*** EXERCISE MATERIALS ***
PR #903, opened 2019-12-07
Build URL and Name

### LINKED ISSUE #902: Build Links
We're using this fantastic plugin with some custom code that allows us to publish the report to Gitlab CI Pages.

Unforatunately there doesn't seem to be a way to configure a free-form build URL, but just a build number, which we cannot use as navigation between different build reports works inherently different there than on Jenkins.

So, therefor the request; Would you be able to add an option to the configuration to provide a free-form URL that points to the build / pipeline that generated the report?

Many thanks!

realdadfish:
Add a globally configurable build name and URL that is rendered on top of every page, in the buildInfo section.

Closes #902

### DIFF
--- a/src/main/java/net/masterthought/cucumber/generators/AbstractPage.java
+++ b/src/main/java/net/masterthought/cucumber/generators/AbstractPage.java
@@ -1,23 +1,5 @@
 package net.masterthought.cucumber.generators;
 
-import java.io.File;
-import java.io.FileOutputStream;
-import java.io.IOException;
-import java.io.OutputStreamWriter;
-import java.io.Writer;
-import java.nio.charset.StandardCharsets;
-import java.util.Properties;
-import java.util.logging.Level;
-import java.util.logging.Logger;
-
-import org.apache.commons.lang3.StringUtils;
-import org.apache.commons.lang3.math.NumberUtils;
-import org.apache.velocity.Template;
-import org.apache.velocity.VelocityContext;
-import org.apache.velocity.app.VelocityEngine;
-import org.apache.velocity.app.event.EventCartridge;
-import org.apache.velocity.runtime.resource.loader.ClasspathResourceLoader;
-
 import net.masterthought.cucumber.Configuration;
 import net.masterthought.cucumber.ReportBuilder;
 import net.masterthought.cucumber.ReportResult;
@@ -27,6 +9,19 @@ import net.masterthought.cucumber.reducers.ReducingMethod;
 import net.masterthought.cucumber.util.Counter;
 import net.masterthought.cucumber.util.StepNameFormatter;
 import net.masterthought.cucumber.util.Util;
+import org.apache.commons.lang3.StringUtils;
+import org.apache.commons.lang3.math.NumberUtils;
+import org.apache.velocity.Template;
+import org.apache.velocity.VelocityContext;
+import org.apache.velocity.app.VelocityEngine;
+import org.apache.velocity.app.event.EventCartridge;
+import org.apache.velocity.runtime.resource.loader.ClasspathResourceLoader;
+
+import java.io.*;
+import java.nio.charset.StandardCharsets;
+import java.util.Properties;
+import java.util.logging.Level;
+import java.util.logging.Logger;
 
 /**
  * Delivers common methods for page generation.
@@ -114,10 +109,10 @@ public abstract class AbstractPage {
         String buildUrl = configuration.getBuildUrl();
         if (StringUtils.isNotBlank(buildUrl)) {
             context.put("build_url", buildUrl);
-            String buildName = configuration.getBuildName();
-            if (StringUtils.isBlank(buildName)) {
-                buildName = "Build #" + configuration.getBuildNumber();
-            }
+            String buildName = StringUtils.defaultIfBlank(
+                    configuration.getBuildName(),
+                    "Build #" + configuration.getBuildNumber()
+            );
             context.put("build_name", buildName);
         }
 
--- a/src/main/java/net/masterthought/cucumber/generators/AbstractPage.java
+++ b/src/main/java/net/masterthought/cucumber/generators/AbstractPage.java
@@ -111,6 +111,16 @@ public abstract class AbstractPage {
         context.put("build_project_name", configuration.getProjectName());
         context.put("build_number", configuration.getBuildNumber());
 
+        String buildUrl = configuration.getBuildUrl();
+        if (StringUtils.isNotBlank(buildUrl)) {
+            context.put("build_url", buildUrl);
+            String buildName = configuration.getBuildName();
+            if (StringUtils.isBlank(buildName)) {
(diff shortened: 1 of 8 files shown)


damianszczepanik:
Fix tests first

realdadfish:
Interestingly, mvn test went through locally :(

realdadfish:
Sorry, not used to Maven anymore, missed the clean and therefor missed the test failures. `clean verify` showed them.

realdadfish:
The Travis build failure stems from a misconfiguration I believe. It cannot contact a local Sonarqube instance in the "Static analysis" stage.

src/main/java/net/masterthought/cucumber/generators/AbstractPage.java
```diff
@@ -111,6 +111,16 @@ private void buildGeneralParameters() {
         context.put("build_project_name", configuration.getProjectName());
         context.put("build_number", configuration.getBuildNumber());
 
+        String buildUrl = configuration.getBuildUrl();
+        if (StringUtils.isNotBlank(buildUrl)) {
+            context.put("build_url", buildUrl);
+            String buildName = configuration.getBuildName();
+            if (StringUtils.isBlank(buildName)) {
```
damianszczepanik: https://commons.apache.org/proper/commons-lang/apidocs/org/apache/commons/lang3/StringUtils.html#defaultIfBlank-T-T-

src/main/resources/templates/macros/page/buildinfo.vm
```diff
@@ -7,6 +7,9 @@
       #if($build_number)
         <th>Number</th>
       #end
+      #if($build_url)
+        <th>Link</th>
```
damianszczepanik: if this is build url why not convert build number as link?

src/main/java/net/masterthought/cucumber/generators/AbstractPage.java
```diff
@@ -111,6 +111,16 @@ private void buildGeneralParameters() {
         context.put("build_project_name", configuration.getProjectName());
         context.put("build_number", configuration.getBuildNumber());
```
damianszczepanik: does it make sense to have build number ...

src/main/java/net/masterthought/cucumber/generators/AbstractPage.java
```diff
@@ -111,6 +111,16 @@ private void buildGeneralParameters() {
...
 
+        String buildUrl = configuration.getBuildUrl();
+        if (StringUtils.isNotBlank(buildUrl)) {
+            context.put("build_url", buildUrl);
+            String buildName = configuration.getBuildName();
+            if (StringUtils.isBlank(buildName)) {
+                buildName = "Build #" + configuration.getBuildNumber();
+            }
+            context.put("build_name", buildName);
```
damianszczepanik: ... and build name at the same time ?

realdadfish: The build number has attached semantics in your case, meaning it must be an integer that is consecutive, so you can determine any previous build link / result link from it in the Jenkins use case.
My use case is however entirely different. First I use Gitlab that has non-consecutive build IDs, secondly the reports cannot be attached to an existing Job / Pipeline directly, but have to be put somewhere else, meaning that a build ID alone without the context of a Job or Pipeline is meaningless.

So, no, both at the same time make no sense, a build number makes most sense in a Jenkins Job environment, while the more generic build name / URL thing I introduced is better for a non-structured build / reporting environment.

If you say you want to get rid / replace the build number by this, fine, I can remove this part, but I did not want to do that before talking to you :)

src/main/resources/templates/macros/page/buildinfo.vm
realdadfish: See above, different semantics.

damianszczepanik:
So I see two options now:
- refactor build name from integer to String with compatibility at Configuration level
- keep two of them together but use only one in template

I'm voting for first solution but I'm happy to hear your concerns

realdadfish:
Well, right now one of the options is only used if the particular one is configured, but yes, I'd also rather vote for option one, but again you'd loose the Jenkins navigation option by this. Clearly if we start with a migration scenario, you can certainly store an int (the build ID) inside the string, but you wouldn't want to fallback and create a Jenkins link from that if the string could be parsed as an int, would you? 

Am 14. Dezember 2019 13:36:49 MEZ schrieb Damian Szczepanik <notifications@github.com>:
>So I see two options now:
>- refactor build name from integer to String with compatibility at
>Configuration level
>- keep two of them together but use only one in template
>
>I'm voting for first solution but I'm happy to hear your concerns
>
>-- 
>You are receiving this because you authored the thread.
>Reply to this email directly or view it on GitHub:
>https://github.com/damianszczepanik/cucumber-reporting/pull/903#issuecomment-565713419

-- 
Diese Nachricht wurde von meinem Android-Gerät mit K-9 Mail gesendet.

damianszczepanik:
True. I don't see right now the case when we run it via Jenkins plugin and at the same time we'd like to have name instead of build number. Can you?

realdadfish:
> True. I don't see right now the case when we run it via Jenkins plugin and at the same time we'd like to have name instead of build number. Can you?

Exactly, build name only makes sense outside of Jenkins.

> I would say even more: if you have name then having navigation won't have sense...

That as well. And for both things "build_number" is the trigger. If present, it autolinks to previous build numbers, if not, people can manually link their builds. So maybe make it explicit and call it `jenkins_build_number` then?

damianszczepanik:
Ideally some day I may accept PR that make it working with TeamCity but till that time I'm OK to for for it :)

realdadfish:
So, how do we continue here, shall I change anything or are you ok with it as is?

damianszczepanik:
> 
> 
> So, how do we continue here, shall I change anything or are you ok with it as is?

code allows to set name and number - what happens then?

can you attach screenshot please

realdadfish:
> code allows to set name and number - what happens then?

In this case, both are rendered. I don't have a screenshot handy for this as I was preparing this on my work PC and am on holiday now.

damianszczepanik:
OK, so I've tested this change locally. Looks good to me except one thing that started to worry once I've generated the page. when using `PresentationMode.RUN_WITH_JENKINS` it adds link to top menu, when running with other CI it adds to page info section. Can we can another `PresentationMode.RUN_WITH_GITLAB` and locate new URL in place where link to Jenkins page is presented?

If the name of the build is important it can be put into classification

realdadfish:
I'll look into it.

realdadfish:
I think adding another presentation mode does not make much sense, yet alone naming it specific to Gitlab. It just means that users will have to provide an additional setting (the "presentation-mode") in addition to a free-style link.
I'll close this PR for now, because I think the implementation does not lead to anywhere. I'll probably simply post-process the HTML output the plugin generates to include the needed link myself.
*** End of EXERCISE MATERIALS ***
ASSIGNMENT:
For the entries above, say how many lines contain the word "happy", giving the number alone.

ANSWER BOX:
2